### TRY IT
The expected output is exactly the lines below, starting at the line with "Let's say you" and ending at the line with "on_success: always", both included; no other line belongs in it.

### SUPPLIED ENTRIES
************

Issue #305, opened 2016-09-03
[Question] Postfix and Dovecot delivery integration


tyranron:
According to current (release 2.0.0) configuration Postfix delivers mails to account's mailboxes via LDA command:

[/target/postfix/main.cf:64-65](https://github.com/tomav/docker-mailserver/blob/2.0.0/target/postfix/main.cf#L64-L65)
```
# Enable Dovecot Sieve
virtual_transport = dovecot
```

[/target/postfix/master.cf:66-71](https://github.com/tomav/docker-mailserver/blob/2.0.0/target/postfix/master.cf#L66-L71)
```
#
# Dovecot LDA configuration
#

dovecot unix    -       n       n       -       -      pipe
  flags=DRhu user=docker argv=/usr/lib/dovecot/deliver -f ${sender} -d ${user}@${nexthop} -m ${extension}
```

So Postfix uses `/usr/lib/dovecot/deliver` util to deliver message to Dovecot. This applies some additional requirements, i.e. Postfix and Dovecot should have access to this directory under the same user and etc.

My question is:
Why not use LMTP over unix socket as [this page](http://wiki.dovecot.org/LDA) recommends?
LMTP really simplifies configuration and decreases processes coupling.
Do I miss any caveats?

Josef-Friedrich:
Sounds interessting

tomav:
Hi @tyranron, thanks for this input.
@00angus, any comment?

00angus:
lmtp! Very good IMHO.
I was for lmtp even before:
https://github.com/tomav/docker-mailserver/pull/166

Just my 0,02€ :)

-- Marco

On Sep 4, 2016 20:42, "Thomas VIAL" <notifications@github.com> wrote:

Hi @tyranron <https://github.com/tyranron>, thanks for this input.
@00angus <https://github.com/00angus>, any comment?

—
You are receiving this because you were mentioned.
Reply to this email directly, view it on GitHub
<https://github.com/tomav/docker-mailserver/issues/305#issuecomment-244621325>,
or mute the thread

Josef-Friedrich:
Why still hesitate? @tyranron can you implement LMTP in `docker-mailserver`?

tyranron:
@Josef-Friedrich yeap, I'll try in next few days.

tomav:
Hi @tyranron, any update on this? Thank you.

tyranron:
[...]

PR #520, opened 2017-02-13
Add support for recipient delimiters with aliases fixes #442

### LINKED ISSUE #442: Use recipient_delimiter with aliases
It is currently not possible to use the `recipient_delimiter` (by default +) with aliases configured in `config/postfix-virtual.cf`. The reason is, that dovecot doesn't know about the aliases.

Let's say you have `me@somedomain.com` configured as an account in `config/postfix-accounts.cf` and an alias `full.name@somedomain.com` in `config/postfix-virtual.cf`. When a mail with recipient `full.name+idonttrustyou@somedomain.com` gets received by the mail server, it is processed just fine by postfix. It then tries to deliver the mail to dovecot (as per `virtual_transport` in `target/postfix/main.cf`). Because dovecot is unaware of the aliases it rejects the mail with 
> User doesn't exist: full.name@somedomain.com

nwolber:
I finally got time to add a test case for this. If there is anything that keeps you from merging, please let me know.

### DIFF
--- a/.travis.yml
+++ b/.travis.yml
@@ -16,7 +16,7 @@ notifications:
     secure: TTo1z9nbZCWcIdfPwypubNa3y+pwvfgDGlzEVAGEuK7uuIpmEoAcAUNSSPTnbewDGHnDl8t/ml93MtvP+a+IVuAKytMqF39PHyoZO7aUl9J62V+G75OmnyGjXGJm40pQosCS6LzqoRRYXotl9+fwH568Kf4ifXCrMZX1d+ir7Ww=
   webhooks:
     urls:
-      - https://webhooks.gitter.im/e/7c5e56a8257cdec003ab
+      - https://webhooks.gitter.im/e/7ec65291bfb4bf1f8518
     on_success: always
     on_failure: always
     on_start: never
--- a/Makefile
+++ b/Makefile
@@ -149,6 +149,7 @@ fixtures:
 	docker exec mail /bin/sh -c "nc 0.0.0.0 25 < /tmp/docker-mailserver-test/email-templates/amavis-virus.txt"
 	docker exec mail /bin/sh -c "nc 0.0.0.0 25 < /tmp/docker-mailserver-test/email-templates/existing-alias-external.txt"
 	docker exec mail /bin/sh -c "nc 0.0.0.0 25 < /tmp/docker-mailserver-test/email-templates/existing-alias-local.txt"
+	docker exec mail /bin/sh -c "nc 0.0.0.0 25 < /tmp/docker-mailserver-test/email-templates/existing-alias-recipient-delimiter.txt"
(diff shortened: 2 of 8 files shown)


nwolber:
The TravisCI integration seems to be broken. The automatic build got canceled because setting up the containers took more than 20 mins. Is there a way to re-run the tests other than a new commit?

tomav:
Restarted.

flole:
Can it be that this undo the changes made by #305 and #360?

tomav:
@flole, yep it will. - cc @00angus, @tyranron

tyranron:
@tomav @nwolber  
Interesting... I don't think that getting rid of lmtp is best option.  
I'll investigate the issue a lit bit further in few days and will look can be this considered with lmtp or not.

tyranron:
@tomav I've submitted [a PR](https://github.com/tomav/docker-mailserver/pull/528) which adds integration test only provided by @nwolber in this PR. And, as we see, latest `master` passes it.

So, @nwolber, are you sure that this test reproduces your issue?

There is also an [official Dovecot LMTP doc](http://wiki.dovecot.org/LMTP#Address_extension_delivery) which refers us to `lmtp_save_to_detail_mailbox = yes` option. I've tried to enable it, and the only thing is changed that mail is delivered to appropriate folder (specified after delimiter), not to default as happens now.

nwolber:
@tyranron you're totally right. The test only tested the good case. Unfortunately the failure case also produces an e-mail (bounced) with the exact same log message. I added a new step in the test case, that checks for the status=bounced message. I also noticed that the failures seems to occur only if recipient_delimiter is set something other than the standard '+' sign. I also added that to the test case.

I ran the tests both with the lmtp configuration currently present in master and the lda configuration in this PR. The test now fails with lmtp and succeeds with lda.

If there is a solution that gets this working if lmtp I would be more than happy to do that. Unfortunately I don't see how. Any help would be greatly appreciated.

tyranron:
@nwolber thank you for update. I'll dig into and will try to investigate further.

tyranron:
@nwolber I reproduced your test case again in [this PR](https://github.com/tomav/docker-mailserver/pull/528). Just changed `recipient_delimiter` from `-` to `~` to [not collide with other test cases](https://github.com/tomav/docker-mailserver/blob/3d553961d37311ee7b9e60ac808625419817c992/test/email-templates/existing-regexp-alias-external.txt#L6).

************

### RESULT FOR THIS TASK
Let's say you have `me@somedomain.com` configured as an account in `config/postfix-accounts.cf` and an alias `full.name@somedomain.com` in `config/postfix-virtual.cf`. When a mail with recipient `full.name+idonttrustyou@somedomain.com` gets received by the mail server, it is processed just fine by postfix. It then tries to deliver the mail to dovecot (as per `virtual_transport` in `target/postfix/main.cf`). Because dovecot is unaware of the aliases it rejects the mail with 
> User doesn't exist: full.name@somedomain.com

nwolber:
I finally got time to add a test case for this. If there is anything that keeps you from merging, please let me know.

### DIFF
--- a/.travis.yml
+++ b/.travis.yml
@@ -16,7 +16,7 @@ notifications:
     secure: TTo1z9nbZCWcIdfPwypubNa3y+pwvfgDGlzEVAGEuK7uuIpmEoAcAUNSSPTnbewDGHnDl8t/ml93MtvP+a+IVuAKytMqF39PHyoZO7aUl9J62V+G75OmnyGjXGJm40pQosCS6LzqoRRYXotl9+fwH568Kf4ifXCrMZX1d+ir7Ww=
   webhooks:
     urls:
-      - https://webhooks.gitter.im/e/7c5e56a8257cdec003ab
+      - https://webhooks.gitter.im/e/7ec65291bfb4bf1f8518
     on_success: always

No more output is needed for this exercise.